PR #131, opened 2022-08-22
Fix issue with creating polygons with holes

BertScholten:
As it was, an ArrayIndexOutOfBoundsException would occur when a polygon with any number of holes would be supplied when converting from AERIUS to JTS objects.

### DIFF
--- a/source/imaer-util/src/test/java/nl/overheid/aerius/util/GeometryUtilTest.java
+++ b/source/imaer-util/src/test/java/nl/overheid/aerius/util/GeometryUtilTest.java
@@ -179,7 +179,6 @@ class GeometryUtilTest {
 
       @Override
       public GeometryType type() {
-        // TODO Auto-generated method stub
         return null;
       }
     };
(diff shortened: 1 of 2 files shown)


source/imaer-util/src/test/java/nl/overheid/aerius/util/GeometryUtilTest.java
```diff
@@ -145,6 +147,62 @@ void testToConvexHull() throws AeriusException {
...
+    final Geometry convertedPolygonWithHole = GeometryUtil.getGeometry(polygonWithHole);
+
+    assertTrue(convertedPolygonWithHole instanceof org.locationtech.jts.geom.Polygon, "Polygon with hole should convert to JTS polygon");
+
+    final nl.overheid.aerius.shared.domain.v2.geojson.Geometry anonymousGeometry = new nl.overheid.aerius.shared.domain.v2.geojson.Geometry() {
+      private static final long serialVersionUID = 1L;
+
+      @Override
+      public GeometryType type() {
+        // TODO Auto-generated method stub
```
JornC, line 182:
```suggestion
```

JornC (approved):
ACK but see comment

Hilbrand (approved):
LGTM

PR #132, opened 2022-08-25
AER-685 Show warning when building height is zero or less

johnverberne:


source/imaer-shared/src/main/java/nl/overheid/aerius/shared/exception/ImaerExceptionReason.java
```diff
@@ -441,6 +441,13 @@ public enum ImaerExceptionReason implements Reason {
    */
   COHESION_REFERENCE_MISSING_BUILDING(5521),
 
+  /**
+   * Buildingheight is < 0.
+   *
+   * @param 0 ID of the building that has height < 0.
```
BertScholten, line 447:
```suggestion
   * Buildingheight is <= 0.
   *
   * @param 0 Label of the building that has height <= 0.
```

source/imaer-shared/src/main/java/nl/overheid/aerius/shared/exception/ImaerExceptionReason.java
```diff
@@ -441,6 +441,13 @@ public enum ImaerExceptionReason implements Reason {
...
+   */
+  BUILDING_HEIGHT_ZERO(5522),
```
BertScholten, line 449: Not sure about the name, perhaps `BUILDING_HEIGHT_TOO_LOW`?

BertScholten, line 449: Most of the 55XY numbers are currently about cohesion. Might make more sense to add this one to the 52XY range?

BertScholten (changes requested):
Like the addition of the unittest. Could also add a test case based on a GML file that would cause the error to `GMLValidateErrorsTest`, but that's optional with the adition of the util unittest as far as I'm concerned.

BertScholten (approved):
LGTM

PR #133, opened 2022-08-26
Generate a sane id by removing the 0. part of the generated number.

Hilbrand:
Getting a string id with "0." feels weird therefor remove that part.


BertScholten (approved):
OK... I guess?

Don't really see a problem with the `0.` bit tbh, as long as it's unique who cares that it starts with that? And the benefit of the `0.` bit is that people won't be tempted to use it as an actual user-facing identifier somewhere. And the front-end is using some `DOM.createUniqueId` string at the moment, which is OK as well, but if someone would change this to a number field...

Would rather get rid of the `Math.random`, but think there were some issues with using UUID in combination with GWT iirc.

PR #135, opened 2022-08-30
Versions checking and updating

BertScholten:
Version checking using `versions-maven-plugin` and `dependency-check-maven`.

Also made some plugin versions explicit.

Also updated some versions based on feedback from these.

WIP till after next release.


Hilbrand (approved):
LGTM

Hilbrand (approved):
LGTM

Issue #104, opened 2022-10-15
hard coded upgrade.sh url


BuongiornoTexas:
@jasonacox, this issue may just be my inexperience with git, but I can't figure out how to test the upgrade.sh script without changing the hard coded path to the master repo, and even then, I have no idea how to make this work from a branch I'm testing (i.e. how can I force the upgrade to pull updated files from the branch I'm testing rather than the master?). 

This is in relation to updates from #96. If there is no obvious short term fix, I will raise the PR without testing upgrade.sh and will highlight that in the commit notes - there are relatively few changes and it should be straightforward to review these. 

On a related note - the upgrade.sh script runs a `git stash` before doing a rebase pull, but never refers to the stashed elements again. Is this deliberate?

jasonacox:
Great questions @BuongiornoTexas .  The intent of `upgrade.sh` was less for developers and more for end users.  In full transparency, I'm not fond of using git as the means of doing upgrades for general users. But if I pivot to having build artifacts (releases) manage state, it would likely create other complications.  But as to your points:

* I think we could update `upgrade.sh` to accommodate branching and variable repository locations, perhaps through environmental settings for developers?  What do you think?
* Thanks for your PR!
* I use `git stash` to record changes the user may have made to tracked files like `powerwall.yml` before I blow them away with `git pull --rebase`.  It means that the user can manually recover those changes `git stash pop` or just see what they are  with `git stash list`.  I debated over adding a `pop` after the rebase, but I'm worried that user changes may break the install since the tracked files should not be changed if we are doing clean upgrades.  I'm open to ideas here, but as I mention, the git method is both a blessing and a curse depending on persona of the user.

BuongiornoTexas:
@jasonacox - Your response makes sense. In answer to your own question, I think as long as changes to `upgrade.sh` are infrequent and you are willing to live with the pain of final code review, I'd stick with what you have. From my (limited) dig into, it looks as though making git behave in the way we would like for development may need a great deal of work and deliver fairly limited benefit.

And now I'll get back to trying reconcile the various energy measurements from my systems and meters - which is looking to be a long road.

jasonacox-sam:
This asked about testing `upgrade.sh` from a branch instead of the hard-coded master URL. The discussion concluded that the script is deliberately end-user-oriented rather than developer-oriented, and the maintainer chose to stick with the simple git-based approach as long as changes to `upgrade.sh` stay infrequent.

[...]

PR #105, opened 2022-10-16
Closes #96, Minor QoL enhancements

### LINKED ISSUE #96: Upgrade QoL isssues/enhancements
Hi @jasonacox,

I've just upgraded to the latest version via `upgrade.sh` and hit a couple of issues on the way - most of them due to modifying my own configuration and doing some preliminary development work. Based on these, I came up with a couple of very low priority quality of life enhancements. If you see value in any of these, I'm happy to work up PRs to gradually address them after I've got the first pass cumulative kWh PR in place.

- Could we add implement a user generated addition to `telegraf.conf` in setup and upgrade scripts - maybe appended from a `telegraf.local` file, which I think works OK with TOML? This would be helpful for maintaining personal customisations such as my three phase power monitoring, and may also be useful when developing new functionality.

- I was hit with my rootless docker and grafana permissions issue again. It would be good if we could customise `powerwall.yml` to replace the default user for grafana (maybe by environment variable)? This problem is mostly mine at the moment, but it'd be nice to sort out.

- Minor issue: Should there be a `dashboard.json` in both the root folder and in the dashboards folder? The one in the root folder has the latest changes to the temperature and sun and moon.

- **Closed in latest update**. Very minor issue: I got hit with a repeated UID error when importing the new dashboard json while keep the old dashboard in place for comparison. It may be worth changing the UID when new versions of the dashboard are released. 

- **Moved to new issue**. On dashboards, I haven't had time to figure out library panels in detail, but maybe they can be used to provide clean up updates to small elements of the dashboard, and maybe allow easier roll-your-own dashboards?

- **On to do list already** I think the influxdb.sql import raised errors about CQs already existing - maybe these should be dropped before re-adding?

BuongiornoTexas:
@jasonacox - I'm still learning my way around this - let me know if I have made any mistakes in making the PR. (just found my first error - I didn't realise I could include comments with the PR - I've copied my close out comments from #96 -sorry for the double up!).

PR implements the following:

- Key change: adds `compose-dash.sh` utility script to run docker compose, as the command line becomes unwieldy with the updates implemented in this PR. 
- Adds local `compose.env` file which provides environment variables to docker compose. Currently only implements GRAFANAUSER. 
- Overrides the telegraf command in docker compose to read additional telegraf `.conf` files from a config directory. Maps `telegraf.local` to `local.conf` in this directory. Can add non-standard measurements and/or use for local development testing without modifying the main development tree.

Setup/upgrade will silently create the local  `compose.env` or `telegraf.local` files if they do not exist, and these default settings should work for most users. Setup/upgrade will not modify these files if they exist already.

CAUTION! I've tested `setup.sh`, but don't know how to test `upgrade.sh` due to #104.


jasonacox:
Thanks @BuongiornoTexas !  Great job on these updates.  I tested an `upgrade.sh` and it worked perfectly. I just ran a fresh install and it also worked as expected. 

Thanks for the QoL updates! 🙏

jasonacox:
I discovered one glitch with this. Older versions  of docker-compose (< 1.28) do not include the `--env-file` option.  That will result in a error for setup or upgrade.  

I'm not sure if there is an easy way to detect this condition.  The alternative is to move away from the `--env-file` switch and stuff the compose.env environmental variables on the command line:

```bash
export $(grep -v '^#' compose.env | xargs) && docker-compose -f powerwall.yml up -d
```

I'll test that and update it unless you can find a more elegant solution.

BuongiornoTexas:
Ah - that was unexpected and annoying!

There are a couple of possibilities - I went with `compose.env` for maximum user transparency. However, as not many people will use it and it shouldn't be modified often, maybe we can use the default environment file for docker compose? This is `.env` and has been available since 1.8. If we modified the file name in 4 places and removed `--env-file compose.env` from `compose-dash.sh`, this might be enough to fix it.

```
echo "Running Docker Compose..."  
    # Build Docker (v1)
    docker-compose -f powerwall.yml $1 $2
else
    if docker compose version > /dev/null 2>&1; then
        # Build Docker (v2)
        docker compose -f powerwall.yml $1 $2
    else
        echo "ERROR: docker-compose/docker compose is not available or not runnning."
        echo "This script requires docker-compose or docker compose."
        echo "Please install and try again."
        exit 1
    fi
fi
```
The only wrinkle is that this file might need to be in the CWD for older versions - I think it is in the correct location for version 1.23+. See https://docs.docker.com/compose/environment-variables/ and https://github.com/docker/compose/blob/release/CHANGELOG.md (I may be digging too far back on this!).

The other option is pretty well a variation on your solution - make the same changes to `dash-compose.sh` as above, and source (`.`) the environment file to load the environment variables before running docker-compose, which I think should work, is pretty clean, and will work with any docker-compose version that supports environment variable substitution. 

 ```
# load enviroment variables into current shell.
. compose.env

echo "Running Docker Compose..."  
    # Build Docker (v1)
    docker-compose -f powerwall.yml $1 $2
else
    if docker compose version > /dev/null 2>&1; then
        # Build Docker (v2)
        docker compose -f powerwall.yml $1 $2
    else
        echo "ERROR: docker-compose/docker compose is not available or not runnning."
        echo "This script requires docker-compose or docker compose."
        echo "Please install and try again."
        exit 1
    fi
fi
```

**Comment by jasonacox** [comment]
Thanks @BuongiornoTexas - I think the `.env` may still not work for some folks (there are several OS variants and version out there including some Synology NAS based installations).  I have multiple set up so I can test, including a Ubuntu 18.04.6 LTS image set up and it is running docker-compose 1.17.1 by default.  Also, the "dot" sourcing method does not work on that Ubuntu host:

```
Running Docker Compose...
WARNING: The GRAFANAUSER variable is not set. Defaulting to a blank string.
pypowerwall is up-to-date
influxdb is up-to-date
telegraf is up-to-date
weather411 is up-to-date
Recreating grafana ... 
Recreating grafana ... done
```

It seem that Ubuntu doesn't allow auto-export even on source (it just creates a separate shell).  I was able to get it to work using this:

```bash
set -a # automatically export all variables
. compose.env
set +a
```

This still seems more elegant than my hacky env injecting method. 😁 

Minor thing but I noticed another issue in the new `setup.sh` and `upgrade.sh` and had to change all the calls to `compose-dash.sh` to be explicit calls instead of sourcing (dot) calls or it would not hand off execution to the external script (I had discovered this with `tz.sh` in the past): https://github.com/jasonacox/Powerwall-Dashboard/commit/49eccc67a5ce98c1fec233ff644f88fc73fb2be6

The challenge with this project is that you never know what type of OS or bespoke platforms like Synology NAS that may be running this.  It makes testing fun. 😉

jasonacox:
@BuongiornoTexas I updated the `compose-dash.sh` script to reflect the above. I also added a usage message if no params are provided.  And I made sure you got some credit in the comments. 😉  See https://github.com/jasonacox/Powerwall-Dashboard/commit/d725b240582f0962e9faafa985cc1f85eae6bae4.

BuongiornoTexas:
Huh! Well, the list of things I did not expect to happen today now has "Ubuntu as an edge case" at the top of it.

Nice work on putting together a one size fits all work around, and thanks for the credit.

PR #108, opened 2022-10-20
Fix issue retrieving site data of inactive sites

mcbirse:
- Fixed potential issue retrieving site data of inactive sites as per reports in #12
- Confirmed home power usage calculations are correct during VPP events (removed TODO comment)


jasonacox:
Thanks @mcbirse !  This tool is brilliant.

PR #114, opened 2022-10-27
Eliminate horizontal scrollbars on iPhone.

cwagz:
Problem: When trying to scroll through the dashboard on an iPhone, the iframe will scroll horizontally which is not desirable. This seems to eliminate the horizontal scroll bar on iPhone Safari browser for the animation iframe. It also centers the text above the grid and home icons.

## Work instruction
In the listing above, find the line with "PR implements the" and the line with "Thanks for the QoL updates! 🙏", then reproduce both and every line between them exactly.

## Task output
PR implements the following:

- Key change: adds `compose-dash.sh` utility script to run docker compose, as the command line becomes unwieldy with the updates implemented in this PR. 
- Adds local `compose.env` file which provides environment variables to docker compose. Currently only implements GRAFANAUSER. 
- Overrides the telegraf command in docker compose to read additional telegraf `.conf` files from a config directory. Maps `telegraf.local` to `local.conf` in this directory. Can add non-standard measurements and/or use for local development testing without modifying the main development tree.

Setup/upgrade will silently create the local  `compose.env` or `telegraf.local` files if they do not exist, and these default settings should work for most users. Setup/upgrade will not modify these files if they exist already.

CAUTION! I've tested `setup.sh`, but don't know how to test `upgrade.sh` due to #104.


jasonacox:
Thanks @BuongiornoTexas !  Great job on these updates.  I tested an `upgrade.sh` and it worked perfectly. I just ran a fresh install and it also worked as expected. 

Thanks for the QoL updates! 🙏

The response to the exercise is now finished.